Thomas Perkins

Personal information
- Full name: Thomas Tosswill Norwood Perkins
- Born: 19 December 1870 Strood, Kent
- Died: 26 July 1946 (aged 75) Tonbridge, Kent
- Batting: Right-handed
- Bowling: Right-arm fast

Domestic team information
- 1893–1894: Cambridge University
- 1893–1900: Kent
- 1903–1912: Wiltshire
- FC debut: 8 May 1893 Cambridge University v CI Thornton's XI
- Last FC: 23 August 1900 Kent v Worcestershire

Career statistics
| Competition | First-class |
| Matches | 46 |
| Runs scored | 1,675 |
| Batting average | 23.59 |
| 100s/50s | 1/11 |
| Top score | 109 |
| Balls bowled | 350 |
| Wickets | 2 |
| Bowling average | 99.00 |
| 5 wickets in innings | 0 |
| 10 wickets in match | 0 |
| Best bowling | 1/15 |
| Catches/stumpings | 27/– |
- Source: CricInfo, 11 November 2018

= Thomas Perkins (cricketer) =

English cricketer and schoolmaster

Thomas Tosswill Norwood Perkins (19 December 1870 – 26 July 1946) was an English schoolmaster, a cricketer who played first-class cricket for Cambridge University and Kent, and a footballer who captained the university side at Cambridge.

==Early life==
Perkins was born at Strood in Kent, the son of the Rev Thomas Norwood Perkins, the curate of Strood in 1870, and his wife, the former Emily Louisa Tosswill. He was educated at St John's School, Leatherhead and Jesus College, Cambridge. Before going to Cambridge University in 1891, he was an assistant schoolmaster at Oxford and Great Yarmouth; he was almost 21 when he started at Cambridge.

==Sporting career==
Perkins won a Blue for association football in all three years he was at Cambridge. He was described in his Wisden obituary as a "powerful soccer player" who played with "dash at centre-forward". He captained the Cambridge side in 1894–95 as Cambridge beat Oxford in the varsity match. He went on to play football for Cornwall, Norfolk and Essex.

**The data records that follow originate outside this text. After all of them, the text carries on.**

PR #3121, opened 2023-02-08
fix: long running loading 

mortada-codes:
This PR...

## Changes

-

## Fixes

-

## How to test it

-

## Screenshots

-

## Checklist

- [ ] tested locally
- [ ] added new dependencies
- [ ] updated the docs
- [ ] added a test


src/components/organisms_new/CompareSyncPane/CompareModalSelecting/CompareModalSelecting.tsx
```diff
@@ -68,11 +69,15 @@ const CompareModalSelecting: React.FC = () => {
...
             {right.loading ? (
-              <Skeleton active />
+              <div style={{paddingLeft: hasSideSelected ? 6 : 0, height: '100%', overflow: 'hidden'}}>
+                <Loading />
+              </div>
             ) : right.error ? (
               <ErrorFigure onRetry={() => handleRetry('right')} />
             ) : (
-              <ResourceList data={right} />
+              <div style={{paddingLeft: 6}}>
```
topliceanurazvan, line 78: Can we add this padding directly in the `ResourceList` component? 🤔

topliceanurazvan (changes requested):

src/components/organisms_new/CompareSyncPane/CompareModalSelecting/CompareModalSelecting.tsx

Perkins did not appear in the university cricket team until his second year, when he established himself as a right-handed lower or middle-order batsman. In his second first-class match, a 12-a-side game against the Gentlemen of England team, he batted at No 9 and top-scored with an unbeaten 57 in the first Cambridge innings. The 1893 University Match against Oxford University was won easily by Cambridge, and Perkins, batting at No 8, scored 18 and 37. After the university term was over, Perkins played for Kent, and in the game against Nottinghamshire at Trent Bridge he scored 109, which was his only first-class century.

In 1894, Perkins played in most of the university team's first-class games and scored 23 and 24 in the University Match, which was a decisive win for Oxford. From this game, he went on to the Gentlemen v Players match at The Oval, appearing for the Gentlemen side which was captained by W. G. Grace. He played a few more matches for Kent in the second half of the 1894 season and rounded the year off by appearing in the Gentlemen of the South against the Players of the South game at Lord's in mid-September, though in a very strong batting side he came in at No 10.

From 1895, Perkins became a schoolmaster, although he does not appear to have graduated finally from Cambridge University until 1896. He was an assistant master at St Michael's School in Westgate-on-Sea, Kent in 1895, at Felsted School in Essex from 1897 to 1900, where he coached the future England captain J.W.H.T. Douglas, and at Rossall School in Lancashire from 1900 to 1903. He returned to first-class with Kent in a few games at the end of the 1899 season and more regularly in school holidays in 1900: he scored 88 in the match against Lancashire in 1900 and put on 221 for the fifth wicket with Cuthbert Burnup, who made 200. He did not appear in first-class cricket after the 1900 season.

==Later life==
Perkins was joint headmaster of two preparatory schools in the Bath area from 1904 to 1912 and played in Minor Counties cricket for Wiltshire in that period. He was then headmaster of Larchfield School at Helensburgh, Dunbartonshire, Scotland from 1915 to 1932 when he retired to Kent; among his teachers at Larchfield were the poets Cecil Day-Lewis and W. H. Auden. He died at Tonbridge in Kent in 1946 aged 75.